▸ **Work to complete**: Your task is to retype every entry exactly, omitting nothing.
[Data excerpts — start]
PR #26514, opened 2021-10-07
Added 2 Whereabouts e2e tests

nicklesimba:
Created 2 e2e tests for whereabouts. 

The first makes 4 pods with a whereabouts IPAM that only allows 3 IP addresses. The expected result is that the first 3 come up successfully and the 4th pod doesn't.

The second makes 2 pods, one with a parameter to sleep for ~20 seconds~ 5 seconds (configurable via `whereabouts-race-sleepy.yml`, located in `test/extended/testdata/net-attach-defs`) after getting its IP address, and the second with no such parameter. The expected result is that a race condition should not occur on working code, and both pods should be assigned unique IPs.

### DIFF
--- a/test/extended/networking/whereabouts.go
+++ b/test/extended/networking/whereabouts.go
@@ -1,0 +1,171 @@
+package networking
+
+import (
+	"context"
+	"fmt"
+	"strings"
+	"time"
+
+	g "github.com/onsi/ginkgo"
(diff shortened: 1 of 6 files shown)


nicklesimba:
Altered yaml files to work with configurable sleep_for_race parameter.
[Data excerpts — finish]
▸ **Reply**:
PR #26514, opened 2021-10-07
Added 2 Whereabouts e2e tests

nicklesimba:
Created 2 e2e tests for whereabouts. 

The first makes 4 pods with a whereabouts IPAM that only allows 3 IP addresses. The expected result is that the first 3 come up successfully and the 4th pod doesn't.

The second makes 2 pods, one with a parameter to sleep for ~20 seconds~ 5 seconds (configurable via `whereabouts-race-sleepy.yml`, located in `test/extended/testdata/net-attach-defs`) after getting its IP address, and the second with no such parameter. The expected result is that a race condition should not occur on working code, and both pods should be assigned unique IPs.

### DIFF
--- a/test/extended/networking/whereabouts.go
+++ b/test/extended/networking/whereabouts.go
@@ -1,0 +1,171 @@
+package networking
+
+import (
+	"context"
+	"fmt"
+	"strings"
+	"time"
+
+	g "github.com/onsi/ginkgo"
(diff shortened: 1 of 6 files shown)


nicklesimba:
Altered yaml files to work with configurable sleep_for_race parameter.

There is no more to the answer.